Subject: Re: reproducible kernel panic w/ 2.0RC4MP
To: None <port-macppc@netbsd.org>
From: Tim Kelly <hockey@dialectronics.com>
List: port-macppc
Date: 11/13/2004 08:04:38
On Thu, 11 Nov 2004 15:34:26 -0800
Bill Studenmund <wrstuden@netbsd.org> wrote:
> How about telling us what the other CPU is doing? Ok, the one CPU is
> waiting for the other one.
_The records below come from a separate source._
Issue #520, opened 2015-10-30
[BUG] highlight when triggering pan gesture in default scale not working


liuxuan30:
For commit https://github.com/danielgindi/ios-charts/commit/1d53151883e924d14c59c46ec77b7a402befc93a

It turned out that below cause the problem:
```Swift
if !_dataNotSet && _dragEnabled &&
    (!self.hasNoDragOffset || !self.isFullyZoomedOut || self.isHighlightPerDragEnabled)
{
    _isDragging = true
    ...
}
```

So what is it doing?
Ok, it is impossible to reconcile my theory with Dave Huang's report of
getting the panic with a very large amount of RAM. So I've dropped that,
and I am looking at three avenues: the other CPU is off, the other CPU
is not listening, or the other CPU can't honor the IPI.
Yes, I'm going to be verbose about this because that's the best way I
can make sure everyone sees how I got where I got.
The biggest obstacle, as I see it, is that without support for MP in the
macppc ddb, it is very difficult to get critical stuff like a stack
trace and the registers from the hung CPU. The CPU calling for a panic
isn't the problem CPU. One of the most critical registers on the other
CPU is the Machine State Register (MSR). However, because we already
know the other CPU is incommunicado, it's not like we can just ask it
for that value. Instead, we have to do some indirect examination.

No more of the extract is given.